Nationalgeographic.co.id—Sudah lebih dari delapan miliar manusia di muka Bumi dan angkanya terus bertambah di saat Anda membaca artikel ini sebelum tahun 2050. Bertambah jumlah populasinya, artinya tantangan masalah lingkungan serius.
Pasalnya, manusia sebagai yang paling aktif dalam mengubah alam, juga mengeksploitasinya sejak peradabannya berevolusi. Tengoklah pada hutan yang terus menipis. Lahannya beralih menjadi lahan perkebunan untuk kebutuhan pangan manusia seperti sawit dan persawahan.
Hal itu telah lama dipikirkan oleh ekonom Inggris Thomas Malthus dalam esainya, "kekuatan populasi manusia jauh lebih besar daripada kekuatan di bumi untuk menghasilkan penghidupan bagi manusia".
Di tengah gencarnya eksploitasi, sebagian kalangan masyarakat dunia mencari dan menggencarkan usaha untuk menyeimbangkan kekuatan alam dan manusia. Keseimbangan lingkungan penting agar kekacauan yang membahayakan bagi manusia sendiri bisa terjadi.
"Kita, manusia, harus berhenti (merusak) dan memberi waktu bagi alam untuk sembuh kembali," kata Editor In Chief National Geographic Indonesia Didi Kaspi Kasmi dalam diskusi film Semes7a yang diadakan oleh Saya Pilih Bumi dan Waste Less Film Festival 2023 di Jakarta pada Senin, 5 Juni 2023.
"Kalau tidak, alam yang nanti secara sendirinya bakal menghentikan secara paksa untuk bisa sembuh seperti pandemi," lanjutnya.
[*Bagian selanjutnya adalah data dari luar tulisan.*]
PR #387, opened 2020-03-04
[R4R] Kava distribution module

karzak:
Implementation of `kavadist`, a module for minting kava into a new module account via a governance controlled inflation schedule.


x/kavadist/keeper/mint.go
```diff
@@ -0,0 +1,49 @@
...
+		return nil
+	}
+	timeElapsed := sdk.NewInt(ctx.BlockTime().Unix() - previousBlockTime.Unix())
+
+	for _, p := range params.Periods {
+		if p.Start.Before(ctx.BlockTime()) && (p.End.After(ctx.BlockTime()) || p.End.Equal(ctx.BlockTime())) {
+			totalSupply := k.supplyKeeper.GetSupply(ctx).GetTotal().AmountOf(types.GovDenom)
+			scalar := sdk.NewInt(1000000000000000000)
+			inflationInt := p.Inflation.Mul(sdk.NewDecFromInt(scalar)).TruncateInt()
+			accumulator := sdk.NewDecFromInt(cdptypes.RelativePow(inflationInt, timeElapsed, scalar)).Mul(sdk.SmallestDec())
```
rhuairahrighairidh: Is there a relation between the `1000000000000000000` scalar and the `sdk.SmallestDec`? They're just to convert back and forth between 18 decimal place `sdk.Dec` type right?
Nit: a comment or two might help understanding of the mathy bits.

x/kavadist/keeper/mint.go
```diff
@@ -0,0 +1,49 @@
...
+		)
+		return nil
+	}
+	previousBlockTime, found := k.GetPreviousBlockTime(ctx)
+	if !found {
+		previousBlockTime = ctx.BlockTime()
+		k.SetPreviousBlockTime(ctx, previousBlockTime)
+		return nil
+	}
+	timeElapsed := sdk.NewInt(ctx.BlockTime().Unix() - previousBlockTime.Unix())
```
rhuairahrighairidh: This doesn't take into account the period start/end times when calculating timeElapsed. So the newly minted coins for a period could be up to one block's worth different from the "ideal" amount. It could catch us out if the last blocktime is really long in the case of a chain halt. Probably worth a comment or fix.

karzak:
Ready for re-review. Updated to handle period transitions, added basic params validation tests.

PR #390, opened 2020-03-06
[R4R] Swagger Rest Automating Testing 

jmaheswaran:
Using `dredd` to perform automated testing of `rest` endpoints to the `kava` blockchain based on the `swagger.yaml` api definition/specification.


jmaheswaran:
Working on writing more hooks to create transactions and send to the blockchain so we can run tests on the other endpoints that require certain transactions to have been posted to the chain

jmaheswaran:
There are now 57 tests passing and 5 that are failing. Test results have been added to the pull request. Of the 5 remaining failing tests these are the remaining ones:

1) - `unbonding_delegations` for a delegator, validator pair. The test fails because there are currently no unbonding delegations on the chain. There need to be at least one for the test to pass in its current form. I tried sending a `NewDelegationMsg` to the chain which did successfully create a delegation, however not an unbonding delegation. I could not find any unbonding delegation message in the `staking` or `bank` or `gov` modules so am not sure how to create one over the rest api.

2) `/txs/{transaction hash}` - this test currently fails because it takes a transaction hash and sends it to the rest api. While we can create a transaction and post it to the chain using a dredd hook, I do not know how we can take the resulting transaction hash and pass it to dredd for use in testing the `yaml` file. The example variables are usually taken from the `yaml` file. However each time you start a new chain and post a transaction to it, you could end up with a different transaction hash so I am not sure how to statically include this in the `yaml`. If we can find a way to get the valid transaction hash and pass it to dredd the test should pass.

3) `POST` to `/txs` - this takes a valid signed transaction and sends it to the blockchain. It is failing because I do not know a way to get a consistent signature. The signature depends on the `sequence number`. So we need a way to get the `sequence number` from the chain and then pass it to dredd somehow. This runs into the same issue as the other failing `txs/{hash}` test where dredd usually reads static examples as tests from the `yaml` whereas the signature could be different every time.

4) `POST` to `/txs/encode` - the request format for this test now seems to be correct is a valid transaction. However the server throws an internal error - `  "error": "JSON encoding of interfaces require non-empty type field."` I am not sure why this is. In the requests there are valid labels (types) for each of the fields. I think maybe there JSON is being unmarshalled into a struct internally that has some extra fields that are then causing issues when the data is being `Amino` encoded, but am not too sure.

5)`POST` to `/txs/decode` - running into an issue similar to the above `encode` endpoint. We are getting an error `"error": "UnmarshalBinaryBare expected to read prefix bytes 282816A9 (since it is registered concrete) but got F0625DEE..."`. I am assuming if we can get the `encode` endpoint to work then we can pass that output to the `decode` endpoint and hopefully that would get this test to pass.

rhuairahrighairidh:
For 1), `MsgUndelegate` should do what you're after. You'll probably need to create a delegation first, then undelegate it.

For 2), the tx hash, looks like it can be calculated from just the tx object. I tried it out locally and I seemed to be getting the same tx hash for a transaction across chain restarts.
I think is how tendermint calculates it: 
```go
import "github.com/tendermint/tendermint/types"
/ get a StdTx from somewhere, eg:
stdTx := auth.StdTx{}
// marshal StdTx to bytes with amino
txbytes := cdc.MarshalBinaryLengthPrefixed(stdTx)
// cast to tendermint's Tx type and use it's hash function to get the hash
hash := types.Tx(txBytes).Hash()
```

For 3) Ideally the example tx in the swagger is the one used in the test (compared ot creating a new one in the hooks). It makes sure the example is valid.
If the tx is from an address that is never used elsewhere in the test, then the sequence number should be the same each run. The account number is static per run, and I believe just depends on the order accounts are added to genesis in startchain.sh

For 4) do you think you can catch the actual json being sent to the api from a hook? If we can see it then it'll probably be obvious what's wrong. (could also be bugs in the endpoint itself)

jmaheswaran:
1) worked - the `unbonding_delegation` test is now passing

jmaheswaran:
2) the `GET` to `/tx/{hash}` now works too

jmaheswaran:
4) and 5) are now fixed and working

jmaheswaran:
3) now fixed.

All the tests are now passing. Ready for review.

swagger-ui/hooks.go
```diff
@@ -0,0 +1,379 @@
+package main
+
+import (
+	"bytes"
+	"fmt"
+	"io/ioutil"
+	"net/http"
+
+	"github.com/snikch/goodman/hooks"
+	trans "github.com/snikch/goodman/transaction"
```
karzak: This requirement doesn't appear in `go.mod`.

swagger-ui/startchain.sh
```diff
@@ -0,0 +1,38 @@
...
+#   address: kavavaloper1ffv7nhd3z6sych2qpqkk03ec6hzkmufyz4scd0
+
+faucet="chief access utility giant burger winner jar false naive mobile often perfect advice village love enroll embark bacon under flock harbor render father since"
+# kava1xy7hrjy9r0algz9w3gzm8u6mrpq97kwta747gj
+
+# address: kava1ls82zzghsx0exkpr52m8vht5jqs3un0ceysshz
+# address: kavavaloper1ls82zzghsx0exkpr52m8vht5jqs3un0c5j2c04
+
+# Remove any existing data directory
+rm -rf ~/.kvd
```
karzak: Avoid deleting the default installation of kvd and kvcli by using the --home flag with `kvd init`

Something like 
`kvd init --chain-id --home /tmp`
I believe you have to add the home flag to all additional  kvd commands

testthing/test.go
```diff
@@ -0,0 +1,374 @@
...
+	if err != nil {
+		panic(err)
+	}
+
+	// helper methods for transactions
+	cdc := app.MakeCodec() // make codec for the app
+
+	// create a keybase
+	// TODO - IMPORTANT - this needs to be set manually and does NOT work with tilde i.e. ~/ does NOT work
+	keybase, err := keys.NewKeyBaseFromDir("/Users/john/.kvcli/")
```
karzak: You can obtain the homedir programmatically using `home, err := os.UserHomeDir()`

swagger-ui/startchain.sh
jmaheswaran: ok I will address

testthing/test.go
jmaheswaran: OK I will do that

swagger-ui/hooks.go
jmaheswaran: ok I will add to the go.mod file

testthing/test.go
jmaheswaran: done

swagger-ui/startchain.sh
jmaheswaran: ok it has been updated now to use a temporary directory instead of the default installation

jmaheswaran:
@karzak comments have been addressed

swagger-ui/hooks.go
```diff
@@ -0,0 +1,378 @@
...
+	keybase, err := keys.NewKeyBaseFromDir(home + "/kavatmp/")
+	if err != nil {
+		panic(err)
+	}
+
+	return keybase
+}
+
+// sendMsgToBlockchain sends a message to the blockchain via the rest api
+func sendMsgToBlockchain(cdc *amino.Codec, address string, keyname string,
```
karzak: I think this method should return the tx hash, and then for transactions that need to be included we should include a `awaitTxConfirmed()` method which does something like 
```
confrirmed = false
for !confirmed {
  resp, err := http.Get("https://localhost:1317/txs/{hash}")
  // sleep for 5 seconds if tx not found and poll again
 // when tx is found, set confirmed to true and return
}
```

I think this will solve the issue of having to run the tests twice.

swagger-ui/startchain.sh
```diff
@@ -0,0 +1,51 @@
...
+rm -rf ~/kavatmp
+
+# create validator key
+printf "$password\n$validatorMnemonic\n" | kvcli keys add vlad --recover --home ~/kavatmp
+# create faucet key
+printf "$password\n$faucet\n" | kvcli --home ~/kavatmp keys add faucet --recover --home ~/kavatmp
+
+
+# Create new data directory
+kvd --home ~/kavatmp init --chain-id=testing vlad # doesn't need to be the same as the validator
```
karzak:
```suggestion
{
kvd --home ~/kavatmp init --chain-id=testing vlad # doesn't need to be the same as the validator
} > /dev/null 2>&1
```

Avoids dumping the output to console

swagger-ui/startchain.sh
```diff
@@ -0,0 +1,51 @@
...
+kvcli --home ~/kavatmp config chain-id testing # or set trust-node true
+
+# add validator account to genesis
+kvd --home ~/kavatmp add-genesis-account $(kvcli --home ~/kavatmp keys show vlad -a) 10000000000000stake
+# add faucet account to genesis
+kvd --home ~/kavatmp add-genesis-account $(kvcli --home ~/kavatmp keys show faucet -a) 10000000000000stake,1000000000000xrp,100000000000btc
+
+# Create a delegation tx for the validator and add to genesis
+printf "$password\n" | kvd --home ~/kavatmp gentx --name vlad --home-client ~/kavatmp
+kvd --home ~/kavatmp collect-gentxs
```
karzak:
```suggestion
{
kvd --home ~/kavatmp collect-gentxs
} > /dev/null 2>&1
```
ditto

swagger-ui/testing-thoughts.md
```diff
@@ -0,0 +1,3 @@
+
```
karzak: delete this file

testthing/test.go
```diff
@@ -0,0 +1,349 @@
+////////////////////////////////////////////////////////////////////////////////
```
karzak: fine keeping this file, just change the folder name to `debugging_tools`

swagger-ui/how_to_run_dredd_tests.md
```diff
@@ -0,0 +1,20 @@
+Instructions on how to run the `dredd` tests
+
+1) Create the genesis state for the blockchain, start the blockchain and the rest server by running the following from the `swagger-ui` directory (`ctrc-c` to stop both the blockchain and the rest server):
```
karzak: Mention that dredd needs to be installed globally using np,

swagger-ui/testing-thoughts.md
jmaheswaran: 🆗

testthing/test.go
jmaheswaran: 🆗

swagger-ui/how_to_run_dredd_tests.md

Film Semes7a adalah dokumenter yang diproduseri Amanda Marahimin dan Nicholas Saputra, tayang perdana pada 2018. Berkisah usaha pelestarian lingkungan dari berbagai kalangan mulai dari kalangan adat yang menjaga hutan, rohaniawan, pelestarian ekosistem laut, pegiat energi terbarukan di perkampungan, hingga ruang hijau perkotaan.
Menurut Didi, film ini sebagai pengingat bahwa sebenarnya isu lingkungan bukan pembicaraan segelintir pihak. Garda terdepan pelestarian alam berada pada kalangan adat dan masyarakat di daerah yang justru kurang memahami aturan undang-undang tentang konservasi. Tradisi dan keyakinan yang dimiliki, membuat mereka memahami secara sendirinya untuk menyeimbangkan alam.
"Di halaman kita, National Geographic Indonesia, berkait dengan perjumpaan dengan masyarakat-masyarakat adat, ini justru memperkaya perspektif keindonesiaan kita," ujar Mahandis Yoanata Thamrin, Managing Editor National Geographic Indonesia.
"Sebenarnya leluhur-leluhur kita dulu itu sudah punya cara mengakrabi alam—mengakrabi semesta, sehingga kehidupan mereka tetap harmoni dan cara seperti itu kampanye menjadi kerinduan (terhadap mendekati alam) untuk kita sekarang ini," lanjutnya.
Pasalnya, kalangan adat secara turun temurun telah membangun tatanannya dengan mendekatkan diri kepada alam.
Hal itu tertuang bagaimana kalangan masyarakat adat di Dusun Sungai Utik, Kalimantan Barat, mengatur kawasan lahan seperti hutan adat (hutan lindung), hutan pemanfaatan, dan kawasan penduduk. Mereka menerapkan aturan bahwa setiap masyarakat adatnya tidak boleh sembarangan menebang kayu.